DDoS attacks on rise due to COVID-19
The amount of distributed denial of service attacks (DDoS) rose at the beginning of this year primarily on education and municipal sites.
The overall number of distributed denial of service attacks (DDoS) grew during the first three months of this year, with a significant spike in attacks on educational and municipal sites, according to a Kaspersky report. Researchers attribute this growth to the COVID-19 pandemic as a majority of people are working from home and heavily reliant on digital resources.

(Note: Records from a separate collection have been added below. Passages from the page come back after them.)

PR #1695, opened 2024-05-28
fix YAML for `x-only-public-keys`

kouloumos:
there is a minor issue with the `see_also` key
resulting in broken YAML and "Schnorr signatures"
to not be displayed in the ["See also" section](https://bitcoinops.org/en/topics/x-only-public-keys/).


bitschmidty (approved):
ACK, thank you @kouloumos !

PR #1700, opened 2024-05-30
Newsletter-40: translate into Chinese

bittomhan:


bitschmidty:
@bittomhan I think you can rebase on master that has zh 39 now

bittomhan:
> @bittomhan I think you can rebase on master that has zh 39 now

I have completed the modifications. If I only modify the links at the end of the `2019-03-19-bech32-sending-support.md` file each time, I may need to `rebase to master` each time and wait for your secondary review. 

Do you think such a double review process is too cumbersome? If so, I will not modify the end links in the future and will make a unified modification after all registrations are complete. Or should I continue to make thorough modifications for each issue to ensure the work is as accurate as possible, even though this requires an additional review?

bitschmidty (approved):
ACK, thank you @bittomhan

PR #1702, opened 2024-05-30
Newsletter-46: translate into Chinese

bittomhan:
Hello,

I noticed that there are references to "bech32"-related articles here. However, the articles ultimately point to the "specials/bech32/" path, where there are only English articles. Should I translate them? Or how should I handle this?

I found that if they are not translated, there will be some misalignment in the footnotes: the Chinese footnotes and the English footnotes cannot be unified in a single numerical sequence according to the format.

Screenshot 2024-05-30 at 10 25 08 AM


bittomhan:
> Hello,
> 
> I noticed that there are references to "bech32"-related articles here. However, the articles ultimately point to the "specials/bech32/" path, where there are only English articles. Should I translate them? Or how should I handle this?
> 
> I found that if they are not translated, there will be some misalignment in the footnotes: the Chinese footnotes and the English footnotes cannot be unified in a single numerical sequence according to the format.
> 
> Screenshot 2024-05-30 at 10 25 08 AM

This problem still exist.
Screenshot 2024-06-23 at 7 00 31 AM

bitschmidty (approved):
ACK

PR #1710, opened 2024-05-31
Newsletter-305:Translate into Japanese

azuchi:


bitschmidty (approved):
ACk, thank you @azuchi !

PR #1750, opened 2024-06-25
Newsletter-307: Apply #1739 to translations(ja, fr)

azuchi:


bitschmidty (approved):
Thank you @azuchi ! utACK

PR #1781, opened 2024-07-12
Newsletter-311:Translate into Japanese

azuchi:


bitschmidty (commented):
ACK, thank you @azuchi !

PR #384, opened 2017-02-28
Parse host and port from connection url with params

artofhuman:


TiteiKo:
I don't understand the need here, @artofhuman could you explain please?

jodosha:
@artofhuman Can you please share how do you use the migrator with MySQL? Thanks 😄

artofhuman:
@TiteiKo documentation for Postgres https://www.postgresql.org/docs/current/static/libpq-connect.html#LIBPQ-CONNSTRING says we can use params in connection uri. I think we should support all variants.

Now if we use url like this `postgresql:///mydb?host=localhost&port=6433&user=postgres&password=testpasswd`

hanami sets only `database, user, password`, but `host` and `port` do not parse from this url and use defaults.

artofhuman:
@jodosha I'm not mysql expert ;) I read doc, and see mysql don`t support this case. May be we should implement this only for postgres adapter?

jodosha:
@artofhuman Thanks for getting back so quickly. I assumed this change was for MySQL, not for Postgres, cause I missed the `postgres://` part of the URI.

PR #391, opened 2017-03-16
WIP: Add tests for table alterations

### LINKED ISSUE #387: Strange behavior following documentation
In [documentation](http://hanamirb.org/guides/migrations/alter-table/) has a `#set_column_not_null` method, but doesn't work.

```
From: /app/db/migrations/20170304172747_add_type_to_bikes.rb @ line 6 :

     1: Hanami::Model.migration do
     2:   up do
     3:     add_column :bikes, :type, String
     4:     execute "update bikes set type = ''"
     5:     binding.pry
 =>  6:     set_column_not_null :bikes, :type
     7:   end
     8:
     9:   down do
    10:     drop_column :bikes, :type
    11:   end

[1] pry(#<Sequel::Postgres::Database>)> set_column_not_null :bikes, :type
NameError: undefined local variable or method `set_column_not_null' for #<Sequel::Postgres::Database:0x0000000378e490>
Did you mean?  set_column_default
from (pry):1:in `block (2 levels) in <top (required)>'
[2] pry(#<Sequel::Postgres::Database>)> respond_to? :set_column_not_null
=> false
[3] pry(#<Sequel::Postgres::Database>)>
```

cllns:
In the process of trying to fix #387, I noticed that none of the [table alterations](test/fixtures/database_migrations/20150612124205_table_alterations.rb) migration was being tested. And there were commented out lines from that file.

This is a work in progress.

I need to get a MySQL server running locally so I can run those tests.

I have one test failing when I run the postgres tests (`DB=postgresql bundle exec rake test:integration`)
```
  1) Failure:
Hanami::Model.migration::PostgreSQL::columns#test_0002_defines column defaults [test/integration/migration/postgresql.rb:427]:
Expected: "'-1'::integer"
  Actual: "(-1)"
```
`"(-1)"` is what's [expected on linux, but not OS X](https://github.com/cllns/hanami-model/blob/ba298001512d65b7d145d98be2df54030bcdce60/test/integration/migration/postgresql.rb#L422-L425). It seems like we can possibly get rid of the per-platform expectation, which would be 💯 

I just upgraded to macOS Sierra (10.12.3), so I'm not sure if it's related to that. Travis runs on linux, not OS. Does anyone else have insight into that?

Also, the constraints are not being created on SQLite, as far as I can tell. Not sure if that's a bug in `hanami-model` or `sequel`, or just something SQLite doesn't support.

Also need to make sure I'm testing everything that happens in this migration. Let me know what you think.

### DIFF
--- a/test/fixtures/database_migrations/20150612124205_table_alterations.rb
+++ b/test/fixtures/database_migrations/20150612124205_table_alterations.rb
@@ -1,72 +1,43 @@
 Hanami::Model.migration do
   change do
     case ENV['HANAMI_DATABASE_TYPE']
-    when 'sqlite'
-      create_table :songs do
-        column :title, String
-        column :useless, String
-
-        foreign_key :artist_id, :artists
-        index :artist_id
-
-        add_constraint(:useless_min_length) { char_length(useless) > 2 }
-      end
-
-      alter_table :songs do
-        add_primary_key :id
-
-        add_column      :downloads_count, Integer
-        set_column_type :useless,         File
-
-        rename_column :title, :primary_title
-        set_column_default :primary_title, 'Unknown title'
-
-        # add_index :album_id
-        # drop_index :artist_id
-
-        # add_foreign_key :album_id, :albums, on_delete: :cascade
-        # drop_foreign_key :artist_id
-
-        # add_constraint(:title_min_length) { char_length(title) > 2 }
-
-        # add_unique_constraint [:album_id, :title]
-
-        drop_constraint :useless_min_length
-        drop_column     :useless
-      end
     when 'postgresql'
-      create_table :songs do
-        column :title, String
-        column :useless, String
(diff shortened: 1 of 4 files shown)


cllns:
Got MySQL set up. Still have tests failing, but I think they're legitimate failures of constraints not being created, since they don't show up when I search through the generated schema manually.

What does everyone think of the current approach? Personally, I find it confusing to follow. Right now all these alterations are in the `test/fixtures/database_migrations/20150612124205_table_alterations.rb` and all migrations in `test/fixtures/database_migrations/` are run before the tests start. With them all in the same file, we can't test state of DB schema before & after, but just the outcome after :/. Instead, what do y'all think about in-lining the migrations in the test file(s), to provide more granular, specific, tests that would be easier to follow? @hanami/core

jodosha:
After a quick check with @cllns we decided to close this outdated PR.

The pandemic has caused almost all activities to shift online, and cyber attackers are stepping up to the challenge. They have leveraged the increased demand in online resources to conduct attacks on vital digital services as well as those growing in popularity.
For instance, the U.S. government’s Department of Health and Human Services, a group of hospitals in Paris and servers of an online game were all targets of DDoS attacks in February and March.
There was also notable growth in attacks on educational resources and official municipal websites. In Q1 2020, this number tripled compared to the same period in 2019, and the share of such attacks amounted to 19 percent of the total number of incidents in Q1 2020.
In general, DDoS attacks in Q1 2020 has increased. During this period, Kaspersky DDoS Protection detected and blocked double the amount of attacks than in Q4 2019, and 80% more in comparison with Q1 2019. The average duration of attacks also grew with Q1 2020 DDoS attacks lasting 25% longer than in Q1 2019.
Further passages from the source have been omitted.